「笑い」は身体の免疫を高める

「笑い」は健康にいい、といわれます。確かに、よく笑う人は健康そうに見えますが、いったい「笑う」という行為は、私たちの身体にどんな効果があるのでしょうか。
劇場などでタップリと笑った人たちの血液中の免疫力を調べてみると、殆どの人が、笑った後は血液中の免疫細胞の働きが高まっていることが確かめられます。
「膠原病」など原因のよくわからない病気が、笑うという『治療』だけで治ってしまったと発表されたのは1960年代。以来、笑いと免疫機能との関係が注目され、その仕組みが明らかにされてきました。笑うことで、身体の中にどんなことが起こっているのでしょうか。
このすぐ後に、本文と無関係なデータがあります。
PR #5887, opened 2026-06-02
[Performance] Memoize NotificationContext provider value and stabilise savePreferences callback

### LINKED ISSUE #5850: perf(notifications): NotificationContext.Provider value object created inline without useMemo — forces all consumers to re-render on every state change
## Description

`NotificationProvider` in `src/context/NotificationContext.js` passes its context value as an inline object literal directly to `<NotificationContext.Provider value={{...}}>`. React's context comparison uses `Object.is` on the value reference: because a new object literal is created on every render of `NotificationProvider`, every single consumer of `useNotification()` — the Navbar bell, the settings page, the notification dropdown — re-renders in full on every state change inside the provider, even when the changed state is completely unrelated to what that consumer needs.

## Current Behaviour

**File:** `src/context/NotificationContext.js`  
**Lines 536–559:**
```js
return (
  <NotificationContext.Provider
    value={{               // ← new object reference on every render
      notifications,
      groupedNotifications,
      achievements,
      unreadCount,
      loading,
      preferences,
      pushStatus,
      defaultPreferences: DEFAULT_NOTIFICATION_PREFERENCES,
      fetchNotifications,
      fetchAchievements,
      markAsRead,
      markAllAsRead,
      updatePreferences,
      savePreferences,
      requestPushPermission,
      subscribeToPush,
      unsubscribeFromPush,
      showBrowserNotification,
    }}
  >
```

The provider holds eight pieces of state (`notifications`, `unreadCount`, `loading`, `preferences`, `pushStatus`, `achievements`, `groupedNotifications`) plus ten callback functions. Any change to any of these re-renders the provider and creates a new value object. The notification polling fires every 60 seconds; every poll that returns data changes `notifications` and `unreadCount`, creating two renders. Each render propagates to every `useNotification()` consumer regardless of which fields that consumer actually reads.

## Expected Behaviour

The context value must be wrapped in `useMemo` with an explicit dependency array. The object reference should only change when at least one of its constituent values changes. Consumers that only read `unreadCount` must not re-render when `loading` or `pushStatus` changes.

The inline object literal pattern is an extremely common React beginner mistake and is not caught by any lint rule. The original implementation was written without considering that context value referential stability directly controls downstream re-render count.

## Impact

- **Re-render cascade on every poll tick:** The 60-second notification poll fires `setNotifications` + `setUnreadCount` on each response. These trigger two provider renders → two new value objects → all `useNotification()` consumers re-render twice per minute unconditionally.
- **Re-render cascade on every push subscription change:** `subscribeToPush`, `unsubscribeFromPush`, and `updatePreferences` each call `setPushStatus` or `setPreferences`, triggering another full consumer re-render.
- **Motion and animation jank:** Consumers that render animated components (e.g. the notification bell pulse, framer-motion count badge) restart animations on every unnecessary re-render.
- **Compounding cost with the polling issue:** Combined with the absence of a Page Visibility guard (separate issue), background tabs generate both unnecessary network requests AND unnecessary React re-render cascades every 60 seconds.

1. **`src/context/NotificationContext.js` — wrap the provider value in `useMemo`**  
   Move the value object into `useMemo` with a complete dependency array covering all eight state variables and all callback refs.

2. **`src/context/NotificationContext.js` — stabilise all callback refs with `useCallback`**  
   Audit every callback exposed in the value. Any that are missing `useCallback` wrapping (or have incomplete dependency arrays) must be fixed first, otherwise the `useMemo` dependency array cannot be kept stable.

3. **`src/context/NotificationContext.js` — stabilise `markAllAsRead`**  
   `markAllAsRead` currently lists `notifications` (the array) in its `useCallback` dependency array. This means a new function reference is created on every polling tick. Fix by using a functional state update pattern `setNotifications(prev => ...)` to eliminate the `notifications` dependency.

4. **`src/context/NotificationContext.js` — split context if further optimisation is needed**  
   Separate read-state values (`notifications`, `unreadCount`, `loading`, `achievements`, `preferences`, `pushStatus`) from action callbacks (`markAsRead`, `markAllAsRead`, etc.) into two separate contexts. Action consumers that only call mutation functions will never re-render due to data changes.

5. **`src/context/NotificationContext.js` — add React.memo to the bell icon and badge**  
   Wrap the `NotificationBell` and any other lightweight consumers in `React.memo` to provide a second line of defence against unnecessary DOM updates even if the context value changes.

6. **Tests** — add a test asserting that marking one notification as read does not cause unrelated context consumers to re-render. Use `jest.fn()` render counting.

## Files Affected

- `src/components/Layout/NotificationBell.jsx`

## Estimated Scope

**Labels:** `type:performance`, `level:intermediate`, `gssoc:approved`

advikdivekar:
Fixes #5850

**What is the problem**
`NotificationProvider` passed its context value as an inline object literal to `<NotificationContext.Provider value={{...}}>`. React Context uses `Object.is` reference equality to decide whether to re-render consumers. Because a new object literal is created on every render of `NotificationProvider`, every consumer of `useNotification()` — `NotificationBell`, `NotificationSettings`, and any page that reads `unreadCount` — re-rendered on every state change inside the provider:

- Every 60-second poll tick that updates `notifications` and `unreadCount` caused two cascading re-renders across all consumers.
- Every push permission or subscription change (`pushStatus`) triggered re-renders even in components that never read `pushStatus`.

A second compounding issue: `savePreferences` listed `preferences` in its `useCallback` dependency array. This meant every preference update created a new `savePreferences` function reference, which invalidated the `useMemo` on the context value and triggered another full consumer re-render cascade.

**What was changed**

`src/context/NotificationContext.js`
- Wrapped the entire context value in `useMemo` with an explicit dependency array covering all 17 consumer-visible values. The object reference is now stable across renders where none of those values change.
- Added `preferencesRef` (`useRef`) kept current via a one-line `useEffect`. `savePreferences` now reads `preferencesRef.current` when called without an argument, removing `preferences` from its `useCallback` dep array. `savePreferences` is now stable for the entire lifetime of a token session.

`src/components/Layout/NotificationBell.jsx`
- Wrapped in `React.memo`. Provides a second defence: even when the context value reference changes (e.g. `notifications` array update), `NotificationBell` re-renders only if its own subscribed values (`notifications`, `unreadCount`, `groupedNotifications`, etc.) actually changed.

`tests/notificationContextMemo.test.mjs` *(new — 276 lines)*
- `useMemo` reference-stability contract: same deps → same reference; changed dep → new reference.
- `savePreferences` stability: preferences state change does not create a new callback reference.
- `preferencesRef` resolves correctly with and without an explicit argument.
- `markAllAsRead` functional-setState pattern: detects and marks unread; returns same ref when all already read.
- Context value shape contract: all 18 expected keys present.
- `useMemo` dep-list completeness: all non-constant value keys are listed.
- `preferencesRef` sync contract: ref tracks subsequent state updates correctly.

**Why this approach**
`useMemo` on the provider value is the standard React pattern for preventing context propagation storms. The `preferencesRef` approach (same pattern used elsewhere in the codebase for `isPageVisibleRef`) eliminates the last unstable callback dependency without requiring a full context split. `React.memo` on `NotificationBell` is a low-cost safety net.

**How to test**
1. Open the app in a browser with DevTools → React Profiler recording.
2. Wait for a 60-second poll tick (or trigger one by briefly navigating away and back while logged in).
3. **Before fix:** Profiler shows all `useNotification()` consumers re-rendering on each tick.
4. **After fix:** Only `NotificationBell` re-renders (it subscribes to `unreadCount`); components that only read `preferences` or `pushStatus` do not re-render.

**Edge cases covered**
- `savePreferences()` called with no argument: uses `preferencesRef.current` (the current preferences).
- `savePreferences()` called with an explicit object: uses the passed value, ignoring the ref.
- Rapid preference changes: ref always reflects the latest state; callback reference never changes.
- Token expiry: `savePreferences` correctly returns early because `token` is still in the dep array.

**Lines changed**
354 lines added/modified across 3 files.

**Verification checklist**
- [x] Correct issue number tagged with Fixes #5850
- [x] All existing tests pass
- [x] New tests written covering this change

**Labels:** `type:performance`, `level:intermediate`, `gssoc:approved`

### DIFF
--- a/src/components/Layout/NotificationBell.jsx
+++ b/src/components/Layout/NotificationBell.jsx
@@ -1,11 +1,18 @@
-import { useState } from "react";
+import { memo, useState } from "react";
 import { Link } from "react-router-dom";
 import { Bell, CheckCheck, Settings } from "lucide-react";
 import { useNotification } from "../../context/NotificationContext";
 import { NOTIFICATION_CATEGORIES } from "../../utils/notificationPreferences";
 import { getRelativeTime } from "../../utils/relativeTime";
 
-export default function NotificationBell() {
+// React.memo prevents re-renders from unrelated context state changes.
+// NotificationBell only cares about groupedNotifications, notifications,
+// unreadCount, markAsRead, markAllAsRead, and preferences; but because
+// NotificationContext uses a single context, any change to pushStatus or
+// loading (e.g. the 60-second poll) would re-render this component without
+// memo.  The props are always an empty object (no props accepted), so memo
+// effectively makes re-renders context-value-change-driven only.
+function NotificationBell() {
   const {
     groupedNotifications,
     notifications,
@@ -120,3 +127,5 @@ export default function NotificationBell() {
     </div>
   );
 }
+
+export default memo(NotificationBell);
--- a/src/context/NotificationContext.js
+++ b/src/context/NotificationContext.js
@@ -90,6 +90,16 @@ export const NotificationProvider = ({ children }) => {
   const activeTokenRef = useRef(token);
   const hasCompletedInitialFetch = useRef(false);
 
+  // Keep a ref in sync with preferences so savePreferences can read the
+  // current value without listing preferences as a useCallback dependency.
+  // listing preferences would create a new savePreferences reference on every
+  // preference change, which would in turn invalidate the context value useMemo
+  // and force every useNotification() consumer to re-render.
+  const preferencesRef = useRef(preferences);
+  useEffect(() => {
+    preferencesRef.current = preferences;
+  }, [preferences]);
+
   // ---------------------------------------------------------------------------
   // Bounded seen-notification Set
   //
@@ -202,8 +212,13 @@ export const NotificationProvider = ({ children }) => {
   }, [updatePushStatus]);
 
   const savePreferences = useCallback(
-    async (nextPreferences = preferences) => {
-      const normalized = writeNotificationPreferences(nextPreferences);
+    // When called without an argument the caller wants to persist the current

ナチュラルキラー(NK)細胞は白血球のひとつで、がん細胞や体内に侵入した細菌を死滅させる働きがあります。つまり、免疫活動を行っています。このNK細胞が、笑いによって強くなります。笑うと、自律神経に変化が起こるのです。自律神経とは生命活動を維持するための神経で、主に内蔵器官の働きをコントロールしています。自律神経は交感神経と副交感神経の二種類の神経でできていて、互いに相反する作用を持っています。環境や状況に合わせてうまく切り替わり、身体の状態を細かくコントロールしています。
自律神経を、笑う前と笑った後で比べてみると、差は歴然です。笑いにより、自律神経の切り替えが起こり、身体の様々な所に変化が起こります。自律神経の頻繁な切り替えが起こると、身体中の様々
な器官に刺激が与えられます。
脳への刺激により、神経ペプチドという免疫機能活性化ホルモンが全身に分泌され、NK細胞はたちまち活性化されて、さらに強力な戦士としてがん細胞などを攻撃するようになります。
笑うことで、自然治癒力が高くなるのです。

作り笑いではどうでしょうか。NK細胞はパワーアップするでしょうか?
作り笑いでもNK細胞の働きが活発になることが確かめられています。作り笑顔による活性は、顔の筋肉の動きによる脳への刺激と、笑顔という明るい表情が感情に働きかけ、笑う環境を作り出す作用もあるためと考えられています。

笑うと血管が広がり、血流量が増加し、胃腸を活発化させ消化を良くします。便秘も解消されやすくなります。笑って体内の血液循環が良くなると肝臓の血流量も増え、代謝や排泄が盛んになるので、笑いながら飲む宴会の席などでは、アルコールも分解されやすく、二日酔いになりにくいと考えられます。笑うという行為は、薬以上に効果を発揮することもあるようです。